Pelo contrário, há que buscar a Verdade, o “sentido potencial “ e fazer a “autotranscendência”. A “noodinâmica” exige uma certa tensão e a sua superação, na construção do Sentido da Vida, para vidas com sentido. O sentido é interno mas projeta-se para uma realização, para um conteúdo vivido da existência. No fundo, a “vontade de sentido” que, na linguagem fenomenológica, - diria que é a consciência doadora de sentido. Construção e doação de sentido.
Tive conhecimento dos nomes de Viktor Frankal e Karl Jaspers nas aulas do Grande Professor Doutor Gustavo de Fraga, de Saudosa Memória. E é muito curioso o seguinte. Pela sua excecionalidade, como Médico e como Filósofo, Viktor Frankl foi convidado para encerrar o XIV Congresso Internacional de Filosofia, que ocorreu em Viena de Áustria em 1968. Soube ao ler a publicação “Depois do XIV Congresso Internacional de Filosofia”, uma compilação, então feita pelo Professor Gustavo de Fraga, tendo como base as suas Crónicas Radiofónicas na, então, Emissora Nacional. Viktor Frankl, já antes de ser forçado ao campo de concentração nazi, na II Guerra Mundial, já era um Médico Psiquiatra Famoso. Antes, durante e depois, teve uma ação notabilíssima e, depois de ter estado preso no campo de concentração atuou na sua área profissional mas recusou convites das mais famosas Universidades e escolheu ficar a Cuidar dos seus pais. Que Nobreza de Caráter. Sempre considerei que os familiares são os Verdadeiros Cuidadores, os “Cuidadores More”. Ora, é lindo ver um Intelectual desta envergadura escolher QUEM ESTÁ PRIMEIRO. É um assunto ao qual voltarei por tantas e profundas razões de vida.
Afirma o Professor Gustavo de Fraga: “É tempo, porém, de nos referirmos à notabilíssima conferência que, ainda em ligação com o Congresso, o Prof. Viktor Frankl proferiu no edifício da Universidade. Estava escrito que um psiquiatra eminente era a pessoas indicada para encerrar com chave de ouro o XIV Congresso Internacional de Filosofia.

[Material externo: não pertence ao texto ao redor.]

Issue #591, opened 2020-09-15
Hyperlink access to chords/lyrics/mp3... from the chat window


jc-Rosichini:
Hi Volker,

Over the past months I've noticed that it takes often a fair amount of time for musicians/singers during a jam to share and get access to chords/lyrics.

Usually one person ends up dropping a link in the chat for a guitar-tabs or similar page.
The point is that even if the link is now visible in the chat window, it takes some additional time to cut it & paste it into Firefox/Chrome or whatever.

Considering this very practical recurring User Interface request, I made some tiny changes in the code to be able to merely highlight the depicted hyperlink and then, if clicking on it, open up a browser page. 

This feature has been « unofficially » tested by a group of Jamulus friends over the last few days -> all of them  are considering that it's a MUST have:)
and are insisting to get it included in the regular release.

**modified source code included**
[JessY_code_mods.zip](https://github.com/corrados/jamulus/files/5223965/JessY_code_mods.zip)

Kind regards
Jess£   (jean-Claude)

corrados:
Thanks for your code. I created a pull request for your code: https://github.com/corrados/jamulus/pull/592

We have a similar Issue as yours: https://github.com/corrados/jamulus/issues/360. There was already a discussion about the security here: https://github.com/corrados/jamulus/pull/380#issuecomment-647042975

I have already played a bit with the `openLinks ` and `openExternalLinks ` flags a while ago. The problem is that you could easily confuse the chat window by sending an invalid link. You get in a weird state. So I think we need some more discussion and testing before we can add your patch to the official Jamulus code.

jc-Rosichini:
Thanks Volker,

Actually assuming the link is invalid, this should not create confusion within the chat window which has nothing to do with the link processing. The link being sent to the external browser, this is it that will detect that the link is not a valid one. I've tested this on Windows and this seems ok.

Wrt security issue, this shouldn't either interact with Jamulus itself. It's up to the user to decide if he wants or not click on the link and pass it to its browser (not the chat window). 
And btw this is what people are doing on almost every Jamulus session but with a more primitive and tedious way: doing cut & paste (and getting access to chords when the song is almost completed by others musicians :-) ) 

Last but not the least, if wished we can limit the url to https (see the code).

Kinds regards
Jess£

pljones:
Jamulus would be enabling this.  Therefore it's Jamulus's problem.

NickVeit:
[...]

PR #592, opened 2020-09-15
Hyperlink access to chords/lyrics/mp3... from the chat window (#591)

corrados:
Pull request with code provided in Hyperlink access to chords/lyrics/mp3... from the chat window #591

### DIFF
--- a/src/chatdlg.cpp
+++ b/src/chatdlg.cpp
@@ -106,8 +106,26 @@ void CChatDlg::OnClearChatHistory()
 void CChatDlg::AddChatText ( QString strChatText )
 {
     // add new text in chat window
-    txvChatWindow->append ( strChatText );
+	
+    // analyze strChatText to check if hyperlink
+	if (strChatText.contains("https://", Qt::CaseInsensitive) | strChatText.contains("http://", Qt::CaseInsensitive)) 
+	{
+		int indx_http  = strChatText.indexOf("http", 0);
+		int indx_space = strChatText.indexOf(" ", indx_http); 
+		if (indx_space==-1) indx_space=strChatText.length();
 
-    // notify accessibility plugin that text has changed
-    QAccessible::updateAccessibility ( new QAccessibleValueChangeEvent ( txvChatWindow, strChatText ) );
+		int cutslash = (strChatText.at(indx_space-1)=='/') ? 1:0;		// drop "/" if last character of url text
+
+		QString new_strChatText = strChatText.left(indx_http)+"<a href=\""+strChatText.mid(indx_http,indx_space-indx_http-cutslash)+"\">"+strChatText.mid(indx_http,indx_space-indx_http-cutslash)+"</a> "+strChatText.right(strChatText.length()-indx_space);
+
+		txvChatWindow->append (new_strChatText);	
+		// notify accessibility plugin that text has changed
+		QAccessible::updateAccessibility ( new QAccessibleValueChangeEvent ( txvChatWindow, new_strChatText) );
+	}	
+	else 
+	{
+		txvChatWindow->append ( strChatText );
+		// notify accessibility plugin that text has changed
+		QAccessible::updateAccessibility ( new QAccessibleValueChangeEvent ( txvChatWindow, strChatText ) );
+	}
 }
--- a/src/chatdlg.cpp
+++ b/src/chatdlg.cpp
@@ -107,18 +107,26 @@ void CChatDlg::AddChatText ( QString strChatText )
 {
     // add new text in chat window
 	
-    // analyze strChatText to check if hyperlink
-	if (strChatText.contains("https://", Qt::CaseInsensitive) | strChatText.contains("http://", Qt::CaseInsensitive)) 
+    // analyze strChatText to check if hyperlink (limit ourselves to https:://)
+	int indx_http  = strChatText.indexOf("https://", 0);
+	if (indx_http != -1)
 	{
-		int indx_http  = strChatText.indexOf("http", 0);
 		int indx_space = strChatText.indexOf(" ", indx_http); 
 		if (indx_space==-1) indx_space=strChatText.length();
 
 		int cutslash = (strChatText.at(indx_space-1)=='/') ? 1:0;		// drop "/" if last character of url text
+		
+		QString URL_name = strChatText.mid(indx_http,indx_space-indx_http-cutslash); // as entered by the user
+		QUrl URL = QUrl::fromUserInput(URL_name);
+		
+		QString new_strChatText;		
+		if ( URL.isValid() )
+		{
+			new_strChatText.append( strChatText.left( indx_http )+"<a href=\""+URL.toString()+"\">"+URL_name+"</a> "+strChatText.right( strChatText.length()-indx_space ) );
+		}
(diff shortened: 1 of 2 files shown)


src/chatdlg.cpp
```diff
@@ -106,8 +106,26 @@ void CChatDlg::OnClearChatHistory()
...
-    QAccessible::updateAccessibility ( new QAccessibleValueChangeEvent ( txvChatWindow, strChatText ) );
+	
+    // analyze strChatText to check if hyperlink
+	if (strChatText.contains("https://", Qt::CaseInsensitive) | strChatText.contains("http://", Qt::CaseInsensitive)) 
+	{
+		int indx_http  = strChatText.indexOf("http", 0);
+		int indx_space = strChatText.indexOf(" ", indx_http); 
+		if (indx_space==-1) indx_space=strChatText.length();
+
+		int cutslash = (strChatText.at(indx_space-1)=='/') ? 1:0;		// drop "/" if last character of url text
```
pljones, line 117: Why?  That trailing slash _can_ cause different site behaviour (in badly behaved sites).

src/chatdlg.cpp
```diff
@@ -106,8 +106,26 @@ void CChatDlg::OnClearChatHistory()
...
     // add new text in chat window
-    txvChatWindow->append ( strChatText );
-
-    // notify accessibility plugin that text has changed
-    QAccessible::updateAccessibility ( new QAccessibleValueChangeEvent ( txvChatWindow, strChatText ) );
+	
+    // analyze strChatText to check if hyperlink
+	if (strChatText.contains("https://", Qt::CaseInsensitive) | strChatText.contains("http://", Qt::CaseInsensitive)) 
+	{
+		int indx_http  = strChatText.indexOf("http", 0);
```
pljones, line 113: So if I say "the http protocol is indicated by a 'http://' or 'https://' prefix on a url", this will find the first "http" (between "the" and "protocol").

src/chatdlgbase.ui
```diff
@@ -33,11 +33,14 @@
...
-      <set>Qt::LinksAccessibleByKeyboard|Qt::LinksAccessibleByMouse|Qt::NoTextInteraction|Qt::TextBrowserInteraction|Qt::TextSelectableByKeyboard|Qt::TextSelectableByMouse</set>
+      <set>Qt::LinksAccessibleByKeyboard|Qt::LinksAccessibleByMouse|Qt::TextBrowserInteraction|Qt::TextSelectableByKeyboard|Qt::TextSelectableByMouse</set>
      </property>
      <property name="openLinks">
-      <bool>false</bool>
+      <bool>true</bool>
      </property>
+     <property name="openExternalLinks">
+      <bool>true</bool>
+     </property>
```
pljones, line 43: It would be useful, if we retain the licence popup as a separate dialog, for these properties to be set there, too.

src/chatdlg.cpp
jc-Rosichini: Hi, the trailing slash (if any) would prevent for instance Firefox to open the site
I noticed that when entering as an hyperlink https://www.google.com/ versus https://www.google.com, this is the reason of cutting this trailing slash. 
This is not a real issue anyway since any invalid url will be rejected by the browser :-)

src/chatdlg.cpp
jc-Rosichini: That's correct. 
A better way would be to find the index of strChatText.indexOf("http://", 0) or strChatText.indexOf("https://", 0) and include some more checks.
But in any case if the link appears to be invalid the browser will deal with it and depict it as non sense.

pljones: Firefox opens (from your post above) both equally well.  If it's a defect in the QTextBrowser widget's URL handling, that's a different matter.  (And another reason to take care with using it for active links.)

src/chatdlg.cpp
pljones: Firefox opens (from your post above) both equally well.  If it's a defect in the QTextBrowser widget's URL handling, that's a different matter.  (And another reason to take care with using it for active links.)

src/chatdlg.cpp
pljones: I don't think relying on the browser to clean up is a safe option.

jc-Rosichini: Hi Peter
IMHO The browser will merely not open the wrong url and issue a 404 page.

pljones: Take a look at Qt's [QUrl](https://doc.qt.io/qt-5/qurl.html).  A simple check like `QUrl(text).isValid()` would go a long way.

src/chatdlg.cpp
```diff
@@ -106,8 +106,26 @@ void CChatDlg::OnClearChatHistory()
...
+		int indx_space = strChatText.indexOf(" ", indx_http); 
+		if (indx_space==-1) indx_space=strChatText.length();
+
+		int cutslash = (strChatText.at(indx_space-1)=='/') ? 1:0;		// drop "/" if last character of url text
+
+		QString new_strChatText = strChatText.left(indx_http)+"<a href=\""+strChatText.mid(indx_http,indx_space-indx_http-cutslash)+"\">"+strChatText.mid(indx_http,indx_space-indx_http-cutslash)+"</a> "+strChatText.right(strChatText.length()-indx_space);
+
```
pljones, line 120: `strChatText.mid(indx_http,indx_space-indx_http-cutslash` is repeated.  It would be easier to read if it were put into a variable (`strUrl`, perhaps).

I'd also suggest, to improve readability and reduce the likelihood of dubious URLs being misread, to use a fixed width font at 110% size (or 1.1rem).

jc-Rosichini: Here is a short code modif prior I leave for a few days trip
I'll try to get connected while I'm out.
Cheers

code at:  https://we.tl/t-ZGz7CK0XqG

src/chatdlg.cpp
pljones: Really, just simplify it.  If I enter something as simple as `http://example.com/?key=value`, your slash stripper fails.  I'd dump all that code and just find the index of either "http://" or "https://" through to space and pass that string.

src/chatdlg.cpp
```diff
@@ -106,8 +106,34 @@ void CChatDlg::OnClearChatHistory()
...
+	int indx_http  = strChatText.indexOf("https://", 0);
+	if (indx_http != -1)
+	{
+		int indx_space = strChatText.indexOf(" ", indx_http); 
+		if (indx_space==-1) indx_space=strChatText.length();
+
+		int cutslash = (strChatText.at(indx_space-1)=='/') ? 1:0;		// drop "/" if last character of url text
+		
+		QString URL_name = strChatText.mid(indx_http,indx_space-indx_http-cutslash); // as entered by the user
+		QUrl URL = QUrl::fromUserInput(URL_name);
```
pljones, line 120: Nice.  With the check for http/https, this should mean at least half-way sane values go in.  If it comes back invalid, the check below then catches it.  I'd still like the text more readable than "normal" so it catches the reader attention and is clearer.

corrados:
I'll merge this now. Any open issue shall be resolved on the master branch.

PR #594, opened 2020-09-17
Manual.md in Spanish, updated gui translation

ignotus666:
I've put a Spanish version of manual.md along with its pics inside a folder (ES) in `src/res/homepage`. I've also added a language selector at the top of `manual.md` so that although Spanish-speaking users are led to the English version when they click on it via the application, they can easily switch to the Spanish version. I thought it would be less intrusive than trying to make the application lead directly to the translated manual.


corrados:
Thank you!

Issue #574, opened 2020-09-06
Recording on server using command line


sthenos:
This may already be possible so feel free to close, but is there a way to specify a server to have a recording directory but to not start up initially with recording enabled?   I.e. i'd like my servers to setup without recording turned up, but then use SIGUSR2 to enable recording once it has started?

gilgongo:
I think this came up on the forums the other day: 

https://sourceforge.net/p/llcon/discussion/server/thread/698e6ee735/#b6f5

Assuming it's the same issue, I suggested an (untested) workaround to simply start the server and immediately issue a SIGUSR2.

Maybe.

pljones:
I don't run Jamulus directly from the service file - I use a script.  So, for me, it it would be relatively easy to add `& (sleep 1; systemctl start toggleRecording)`.  I'm not sure if that'd work cleanly directly from the service file.  (And it assumes you have the toggleRecording service... it's just a `systemctl kill -s SIGUSR2 Jamulus`.)

sthenos:
Yes that's what I'm currently doing, I issue `kill -12` to the process, it's just not very clean.   It would be great if there was a `--enable-recording` flag as well as the `--recording` flag that would enable recording if `--enable-recording` is also passed, otherwise it leaves recording off. and then I can start recording at a later date using `kill -12`

pljones:
It'd likely be a `--disable-recording` or an `--enable-recording (yes|no)` option, defaulting to yes.  Coz it's mine, all mine, I tell you... ;)

sthenos:
lol, yes that logic makes more sense.     and yes I guess my use case is probably less frequent for most! ;)

pljones:
OK, just to write here what I wrote in #536...

Passing `--recording <dir>` will have the server log that recording is enabled... unless...
`--norecord` is passed as well, in which case the it will log that recording is disabled.

Passing neither should not log anything about recording.

I'm probably going to have to investigate why Jamulus Server with GUI isn't saving the recording directory (for me, at least).

pljones:
#596 raised to address this.

corrados:
The code is merged -> closed.

pljones:
I'm sure this would have been picked up but I really need to get into the habit of updating the change log.

#600 is now there to do that.

pljones:
[Wiki](https://github.com/corrados/jamulus/wiki/Command-Line-Options) updated.

PR #597, opened 2020-09-18
#574 Disable recording on start up

pljones:


corrados:
Thanks. Someone should update the Wiki page, too.

Issue #606, opened 2020-09-20
Make the "Enable recording" sticky in the GUI inifile


pljones:
From https://sourceforge.net/p/llcon/discussion/server/thread/698e6ee735/#495c

I thought I'd already got the GUI/inifile remembering the state of "Enable recording" but in tests just now, it seems not.

As with other settings, passing `--norecord` on the command line would override the inifile.

pljones:
#608 pull request raised.

corrados:
Can this one be closed now?

pljones:
Ah yes!

PR #608, opened 2020-09-20
#606 Persist state of recorder

pljones:
"norecord" value of "1" stored in inifile when Enable recorder is not checked in GUI, else stored as "0".

If --norecord is passed, stored value is not read (hence recorder remains disabled).

If --norecord is not passed, stored value is read and passed to recorder.

Recorder amended only to log (apparent) _change_ in state.

(Because CServer is running before its configuration has been fully determined, this means that the recorder will still start up enabled if --norecord, issuing its state message; if the inifile then sets it to norecord, it will issue a second message for the change in state.)

### DIFF
--- a/src/recorder/jamcontroller.cpp
+++ b/src/recorder/jamcontroller.cpp
@@ -48,15 +48,20 @@ void CJamController::SetEnableRecording  ( bool bNewEnableRecording, bool isRunn
 
     if ( bRecorderInitialised )
     {
+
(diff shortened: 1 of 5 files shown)


corrados:
Do you think we need a ChangeLog entry for this small change?

pljones:
The general wording in the last one should have covered it.  And I thought I'd done it.  So... it's more of a fix, really.

PR #614, opened 2020-09-21
Do not allow an empty chat message

dingodoppelt:
This is just a tiny usability fix

### DIFF
--- a/src/chatdlg.cpp
+++ b/src/chatdlg.cpp
@@ -93,7 +93,7 @@ void CChatDlg::OnLocalInputTextTextChanged ( const QString& strNewText )
 void CChatDlg::OnSendText()
 {
     // send new text and clear line afterwards, do not send an empty message
-    if ( edtLocalInputText->text() != "" )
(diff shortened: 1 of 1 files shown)


src/chatdlg.cpp
```diff
@@ -92,9 +92,12 @@ void CChatDlg::OnLocalInputTextTextChanged ( const QString& strNewText )
 
 void CChatDlg::OnSendText()
 {
-    // send new text and clear line afterwards
-    emit NewLocalInputText ( edtLocalInputText->text() );
-    edtLocalInputText->clear();
+    // send new text and clear line afterwards, do not send an empty message
+    if ( edtLocalInputText->text() != "" )
```
corrados, line 96: I think there is an .empty() function for QString. I would use that instead.

dingodoppelt: Thanks for pointing that out. I changed the code. I hope that is how you intended it

corrados:
Looks good, thank you.

PR #624, opened 2020-09-25
Linux Install Scripts added to Repository

niebert:
The Linux Install Scripts are added to the repository unter `linux/installscripts` for 3 distros.


corrados:
Thanks. But I think the correct place for your scripts is the "distributions" directory and not the "linux" directory. Do you agree?

linux/installscripts/install4debian.sh
```diff
@@ -0,0 +1,78 @@
+
+#!/bin/sh
+# set DISTRO either to "Ubuntu", "Debian" or "Fedora"
+DISTRO="Debina"
```
trebmuh, line 4: Debian/Debina

niebert: @trebmuh  Thank you for fixing the typo. @corrados yes please move the scripts to the most appropriate place in the repo. Users will find the script mainly with a reference in the `README.md` or a reference in Wiki, because the majority will install and not contribute code.

Issue #568, opened 2020-09-04
Connection problems after configuring input channels while connected to server


bflamig:
This issue is related to #428 and #547.

**Scenario summary:** Messing around with client audio input connections while connected to a  server seems to cause the server to go haywire, causing the client to sometimes never make it past the "Trying to connect" stage when reconnecting, and to sometimes having the message (from somewhere) showing up in the server logs saying "UPD channel severely degraded." Often this is accompanied by having no public servers show up in the list, regardless of genre. The "trying to connect" problem often survives a client reboot. Only rebooting the server clears this problem up.

**Scenario details:**

1. I have Windows client computers A and B, and one Linux client C, at home on the same local network. 

2. In preparation for a band practice, I started up client A and connected successfully to remote Jamulus server (AWS). No other clients were yet connected.
 
3. After having connected, I was having trouble getting the input channels configured right in the audio device (a Scarlett 4i4). So I was messing around trying to get the right channels specified and direct monitoring turned off 
4. During this messing around, I noticed that somewhere along the way, the client was no longer connected. Either the client disconnected itself (I didn't do it), or the server did.

5. After this, I was no longer able to connect to the AWS server with client A. It would hang on "Trying to connect." However, I was able to connect to other servers (like a few of the public servers) just fine.

6. Tested whether client B could connect to the AWS server. Had no problem doing so.

7. Went back to client A, and after trying multiple times, I decided to check the remote Jamulus server logs. I noticed that client A was indeed showing as being connected via a server log message, but the client was still saying "Trying to connect" on the client. After pushing the disconnect button on the client, the remote server log showed that the client was now disconnected.

8. Step 7 was repeated many times, including shutting down the client A program and restarting, and even rebooting the machine. No matter, client A could not get past the "Trying to connect" message. I noticed that the public server lists were now empty all the time.

9. Gave up and moved to client C, a Linux computer (Rpi4). Connected no problem to the server. But I noticed the input connections weren't set up right and messed around with the Jack settings in qjackctl. Somewhere along the way, Jack gave up and quit and so I shutdown the Jamulus client, got the Jack settings right, and then fired up the client to connect to the server. No dice. Not able to get past the "Trying to connect" message. Server log showed it connecting, and disconnecting after I pushed the client disconnect button.

10. Gave up on client's A and C and went client B (a Windows machine). Decided I would just use it for both my fiddle and my wife's fiddle on the two input channels. It connected just fine to the AWS server. 

[...]

PR #625, opened 2020-09-25
Slightly randomize starting port

bflamig:
Issue #568 documents problems connecting to a server. The symptoms were narrowed down to a scenario where one client is connected to the server, using port (default + 10 = 22134), and then disconnected. A second client on another machine is started and attempts to connect to the server, and is given the same port number (22134) as a matter of course, since it's the first port number to try. Due to what is probably a faulty router (or some other mechanism?), that port is in fact still associated with the first machine, even though Jamulus is not running there, having been already disconnected from the server. The result is the UDP packets for the second machine are wrongly sent to the first machine. This results in the behavior where the server thinks the new client is connected, but the new client does not, because it is not receiving packets from the server. This behavior persists over an indeterminate amount of time, leading to much frustration on the part of the user trying to connect.

One workaround was suggested in #568 where if a client is not able to reconnect, the initial port used in finding an available can be manually changed from the standard 22134 starting port number to some other number, by specifying the starting port number on the command line using the -p option.  While that seems to work, this pull request suggests a more automatic way to work around the issue: Instead of always starting with default + 10 (22134) port number, start instead with default + 10 + some small random number. Chances are then good that any problem due to a "sticky port" on a faulty router (or wherever it happens) is bypassed.

NOTE: Since the assignment of starting port number is done in the initial phases of the client startup, if the client fails to connect, the user should shut down Jamulus and try again, upon which a different starting port number will be used.

### DIFF
--- a/src/socket.cpp
+++ b/src/socket.cpp
@@ -67,12 +67,19 @@ void CSocket::Init ( const quint16 iPortNumber )
         {
             // if the port is not available, try "NUM_SOCKET_PORTS_TO_TRY" times
             // with incremented port numbers
+
+            // Randomize the start by 5 ports, in case a faulty router gets
+            // stuck and confused by a particular port (like the starting port).
+            // Might work around frustrating "cannot connect" problems.
+
+            quint16 startingPortNumber = iPortNumber + rand() % 5;
+
             quint16 iClientPortIncrement = 0;
             bSuccess                     = false; // initialization for while loop
 
             while ( !bSuccess && ( iClientPortIncrement <= NUM_SOCKET_PORTS_TO_TRY ) )
             {
-                UdpSocketInAddr.sin_port = htons ( iPortNumber + iClientPortIncrement );
+                UdpSocketInAddr.sin_port = htons ( startingPortNumber + iClientPortIncrement );
 
                 bSuccess = ( ::bind ( UdpSocket ,
                                     (sockaddr*) &UdpSocketInAddr,


corrados:
There is actually already some randomization supported by Jamulus. Can you please try to start Jamulus with:

Jamulus --port 0

And see if that solves your problem? I am curious.

bflamig:
I had seen the if statement in the code that checked for the port number being 0 and then randomizing, but hadn't realized the conditions it occurred under. You are saying it's from when the --port 0 option is used. If so, I don't see why that wouldn't solve the problem. I'll try it. But since the problem is intermittent (the vast majority of the time I don't have any connection problems) it may be a while for it shows up and I can test it.

I am wondering, for information purposes, what's the reason for not randomizing all the time? I can think of a few reasons myself: more consistency in the ports being chosen makes for easier debugging down the line, etc. Easier to administrate, etc.

corrados:
The problem with randomizing is that you cannot do these multithreading tests anymore which we performed a lot recently. If you start a bunch of clients at the same PC, by randomizing, you will most probably get the same port for two clients and the second client will not start up. If you just increment the ports, that cannot happen. That was the reason why I incremented it. It would be good if your problem was solved by using the --port 0.

bflamig:
"by randomizing, you will most probably get the same port for two clients"

Not understanding this. How are they likely to get the same port? 

On the other hand, by **not** randomizing, they are both going to start at 22134, right? So both clients will likely get port 22134 (if the socket bind() function messes up and says that port is available to both). I must be missing something.

How does the bind() function actually work? How does it know whether a port is "available" or not? Is the algorithm different between Windows and Linux? Just curious.

My proposal is in between the two approaches of full randomization and randomizing (within a few ports) where the port scanning range starts.

corrados:
> I must be missing something.

No, I was missing something actually... I did not understand my own code anymore ;-).

But I have still one concern. You create a random offset of 0 to 5. So in 20 % probability your two clients will use the same port and you still have issues with your router. How to solve this?

I think by using --port 0 you will get a random port in a much wider range which makes it almost unprobable to get the same port. Do you agree?

bflamig:
I agree there is a 20% probability that the two clients will do the port scanning from the same starting port number. But I was figuring that was better than a 100% probability. Chances are that if a client is seeing the connect failure due to a "sticky port" -- that is, a port that is in some kind of limbo as described in the opening comments, that they can just restart the client and chances are good it will work, since there is an 80% chance a different starting port will be used. 

By doing it this way, the client doesn't have to set the --port 0 option on the command line. They don't have to know anything about it. Just tell them in the instructions to restart Jamulus if they are having issues. That's what I was intending.

I had used such a small random range because I was being conservative. I didn't want to change the code behavior too much from what was already there. I was thinking "let's do something in between complete random and not random at all." The range could be bigger. I figured you would be better in knowing what that should be.

But I ask the question again: Why not select the port completely randomly all the time anyway? What was the reason for always starting at default_port + 10 , (and then incrementing the number if selected port isn't "available.")

UPDATE: I just tested using --port 0. On my Windows 10 machine it selected port 56038 one time, and 50282 another. I checked the documentation for the bind socket function in Windows, and it said the range of ports selected from is 49152 - 65535, if running Windows Vista or later. So that's far away from the 22134 range. I say this just in case you didn't know.

I do have a question: If I have two machines on the local network running Jamulus clients, how does one machine know what ports the other machine is using? I assumed the router, but in the issue thread #568 someone said that the machine you are running on decides what to use -- not the router. So I am a bit befuddled the moment :)

bflamig:
I changed my last comment a few times trying to get the language right.

bflamig:
UPDATE: Near the latest comments on the thread at #568, @atsampson explains very well how the port assignment works.

corrados:
> What was the reason for always starting at default_port + 10 , (and then incrementing the number if selected port isn't "available.")

No specific reason. I'll merge your code now and will slightly modify it. Thanks.

bflamig:
Ok thanks

Issue #618, opened 2020-09-22
segmentation fault (server 3.5.11)


mawess:
Got a segmentation fault in the server tonight (my first! all previous version the since April has worked (almost) perfectly)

Frankl, de renome mundial, trabalha com frequência nos Estados Unidos e, em língua castelhana, há traduções de algumas das suas obras” (Gustavo de Fraga (1968), “Depois do XIV Congresso Internacional de Filosofia” (Coimbra, Livraria Almedina, p. 58).
Não esqueçamos que Viktor Frankl teve uma passagem de dor profunda no campo de concentração de Auchwitz mas pôs – teve a força de pôr – a sua experiência e conhecimento humano e profissional ao serviço da saúde dos prisioneiros para lhe evitar o fim no choque letal do arame farpado.
Quanta beleza encontramos nestas palavras e atitude de Viktor Frankl:
“Um dia, pouco depois da libertação, caminhei muitos quilómetros pelos campos, ao longo de prados floridos, até à cidade mais próxima do campo de concentração. Cotovias levantavam voo em direção ao céu e eu ouvia o seu cantar alegre. Não se via ninguém nos quilómetros em redor; não havia nada senão a terra imensa, o céu, o júbilo das cotovias e a liberdade daquele espaço. Parei, olhei em volta e depois olhei para o céu – e então ajoelhei-me. Naquele momento sabia muito pouco sobre mim mesmo e sobre o mundo. Tinha somente uma frase na cabeça, sempre a mesma: “Chamei o Senhor do estreito espaço da minha cela e Ele respondeu-me na imensidão livre do espaço”. Por quanto tempo estive ajoelhado a repetir esta frase já não consigo lembrar-me. Mas sei que nesse dia, naquela hora, a minha nova vida começou. Progredi passo a passo, até me tornar um ser humano de novo.” (Viktor Frankl, (2012) Um Homem em Busca de um Sentido. Alfragide: lua de papel, p.97).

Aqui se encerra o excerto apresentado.